Effects of climate warming on canopy water dynamics of a boreal black spruce plantation

The purpose of this study was to quantify the effects of climate change (in the form of elevated air and soil temperatures) on transpiration and sap flux rates of black spruce (Picea mariana (Mill.) BSP). Five treatments were established in northern Manitoba, Canada, with the experimental design consisting of heated and control blocks. Air and soil temperatures were maintained approximately 5 degrees C above control temperatures using greenhouse chambers. Two of the chambers also included controls to maintain ambient vapor pressure difference (VPD). Sap flux (J(S)), was not significantly different among treatments in the May or July time periods. However, J(S) was significantly greater for heated VPD controlled trees than for trees in all other treatments when averaged over the entire study period.
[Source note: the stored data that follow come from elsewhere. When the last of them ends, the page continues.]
PR #110, opened 2015-10-13
Remove required_stacks tag

berndtj:
The required_stacks tag could get longer than the AWS limit of 255
chars.  This would cause a stacker build to fail for a largish
deployment.  The required_stacks tag was unused, and all operations
appear to still work.

Testing Done:
- ran unittests
- deployed stack
- destroyed stack


phobologic:
Awesome.  Thanks!

Issue #111, opened 2015-10-19
Excessive Memory Consumption


gcallaghan:
As my stacker config grows, the memory consumption has grown significantly. I have a vagrant development environment that is running out of memory when attempting to deploy a stack. I've had to increase my vagrant box memory to 4gb in order to handle a stacker deployment with 17 stacks.

phobologic:
A little more info:

- Does the memory consumption happen all at once, or as stacker runs over time?
- Can I get a little more info about the stacks you're building?  Are you using the blueprints that come with stacker, or are they custom blueprints?  How big are the resulting templates?
- How much memory is in use when you run into these issues?
- What arguments are you running stacker with?
- Does this happen both on first deploy and future updates?

dramdass:
* Does the memory consumption happen all at once, or as stacker runs over time? 
 * All at once after it says "Deploying! Executing Stacker..."
* Can I get a little more info about the stacks you're building? Are you using the blueprints that come with stacker, or are they custom blueprints? How big are the resulting templates?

JS was positively correlated to photosynthetic photon flux density for all trees. Lower photosynthetic photon flux density in chamber treatments resulted in the creation of models used to estimate J(S) and canopy transpiration (EC()) values that were used in the analysis. Average daily and cumulative growing season E(C) values were significantly greater for the heated VPD controlled treatments than for other treatments. The results from this study suggest that E(C) of boreal black spruce will increase if VPD remains unchanged while air temperatures increase.